宁珏所定义的,是完全信任、包容、奉献,而宋烁定义的则是保护、全部拥有。只是最后,宁珏的奉献在宋烁眼中成为诚实的反义词,宋烁的保护成了破洞的雨伞。他们像两根对不齐、对不准的毛线,所以织成了件漏风破洞、只能勉强合身,却无法保暖的毛衣。
但在初冬,宋烁找到了毛线杂乱的开端。他重新拥有了缝制这件毛衣的机会。
第76章
心理咨询的时间定于周末下午四点。
这天有雨,空气绵甜得像潮软的曲奇饼干,一开窗,冷风裹挟雨丝,吹得宁珏睡意全无。这样的天气独自在家太孤单了,于是宁珏一同去了工作室。
开车去的路上,宁珏说:“等到了地方,你把我放在外面空的工位上就行。”
“不来我办公室吗?”宋烁扫了他一眼,“我这儿有水果甜点。”
宁珏:“但你总看我。我在旁边,你不好好工作怎么办?多看我1秒,几个W就没了,公司收益下跌,咱们家也会完蛋的。”
宋烁不知道他又从哪儿看来的霸总生活:“我的时间没这么值钱。”又不得不保证:“我会管好眼睛,只看工作。”
“那好吧。”
自觉维护了家庭美满的宁珏,下车时都挺直腰板了。但在进入电梯前,又临时变卦:“也不要完全不管我。不然今天不追的话,我不好给你加分。”

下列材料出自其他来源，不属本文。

PR #2603, opened 2021-11-10
[CALCITE-4882] Introduce new Lambda-based Metadata framework

jacques-n:
- Introduce a Lambda-based RelMetadataQuery creator for AOT environments
- Add new microbenchmark for metadata retrieval on a five-way-join
- Fix incorrect results for disabled test JdbcTest.testJoinFiveWay()
- Update jmh-gradle-plugin version.


jacques-n:
Working to update RelMdTest to be parameterized...

jacques-n:
Added reuse of RelMetdataTest. Will work on null checker next...

core/src/main/java/org/apache/calcite/rel/metadata/lambda/ReflectionToLambdaProvider.java
```diff
@@ -0,0 +1,359 @@
...
+ * This does reflection to lambda conversion based on a set of singleton objects
+ * with appropriate signatures, similar to how ReflectiveRelMetadataProvider works.
+ * Any class that can be discovered using ReflectiveRelMetadataProvider should also be consumable
+ * using this class. Ultimately, the goal may be to move to direct lambda registration as opposed to
+ * the old system of partial reflection discovery.
+ */
+@ThreadSafe
+public class ReflectionToLambdaProvider implements LambdaProvider {
+
+  public static final ImmutableList<Source> DEFAULT_SOURCES = ImmutableList.<Source>builder()
```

昨晚睡觉,宋烁曾偷看自己的评分表,看完之后险些失眠一夜——想过可能不高,但万万没想到是负分。
表格显示,前两日,宋烁帮助宁珏通关游戏副本加了10分,但之后,睡觉时压到宁珏的胳膊、洗脸时踩到宁珏的脚、故意将冰凉的手贴到宁珏的后颈,分别扣了5分——加上之前扣的10分,总分-15。
宋烁很想提起正在熟睡、四仰八叉的宁珏,质问他,明明洗脸时,是他非要凑近摸宋烁还未来得及刮的青胡茬,导致踩脚事件的发生,但为什么却要宋烁承担全部。但为了不扣更多的分,只使劲揉了宁珏的头发,让他第二天吃一点头发打结的苦。
不过,有件事情十分明了了。
即,所谓追求不只是面子工程,爱情里的小把戏,而是真刀实枪。想来照这个形势发展下去,分手也是如履平地的事。

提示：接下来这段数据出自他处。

PR #2605, opened 2021-11-10
[CALCITE-4783] RelFieldTrimmer incorrectly drops filter condition

shyzeshzye:
fix RelFieldTrimmer incorrectly drops calc condition when there is no field used by the upper 
https://issues.apache.org/jira/browse/CALCITE-4783

### DIFF
--- a/core/src/main/java/org/apache/calcite/sql2rel/RelFieldTrimmer.java
+++ b/core/src/main/java/org/apache/calcite/sql2rel/RelFieldTrimmer.java
@@ -371,6 +371,15 @@ public class RelFieldTrimmer implements ReflectiveVisitor {
     final List<RexNode> projs = Util.transform(rexProgram.getProjectList(),
         rexProgram::expandLocalRef);
 
+    RexNode conditionExpr = null;
+    if (rexProgram.getCondition() != null) {
+      final List<RexNode> filter = Util.transform(
+          ImmutableList.of(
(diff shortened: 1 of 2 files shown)


core/src/main/java/org/apache/calcite/sql2rel/RelFieldTrimmer.java
```diff
@@ -371,6 +371,15 @@ public TrimResult trimFields(
     final List<RexNode> projs = Util.transform(rexProgram.getProjectList(),
         rexProgram::expandLocalRef);
 
+    RexNode conditionExpr = null;
+    if (rexProgram.getCondition() != null) {
+      final List<RexNode> filter = Util.transform(
+          ImmutableList.of(
+              rexProgram.getCondition()), rexProgram::expandLocalRef);
+      assert filter.size() == 1;
```
xy2953396112, line 379: Why `filter.size() == 1`?

xy2953396112:
Please not use `fix` for PR title.

core/src/main/java/org/apache/calcite/sql2rel/RelFieldTrimmer.java
shyzeshzye: RexProgram has only one condition, so  it means rexProgram.getCondition() != null.

chunweilei (approved):
LGTM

所以,为了尽快加分,宋烁在办公室多放了一张单人桌,邻着自己的桌面,同时桌面放了一盘甜点,宁珏在这儿自习,以及完成期中小论文。宋烁则在一旁处理工作,各自做事。
“有什么不会的,可以随时问我。”
“知道了。”宁珏敲下“摘要”,开始发呆。余光里,宋烁看见宁珏过了许久才开始打字,与他的键盘声重合在一起。
这个场景,极大程度契合了宋烁最初创业时的想象。未来,宁珏会同他一起工作,一起出差,他们的生活同频,过平凡而美满的生活。而等到宁珏毕业,想象完全成真也不再遥远。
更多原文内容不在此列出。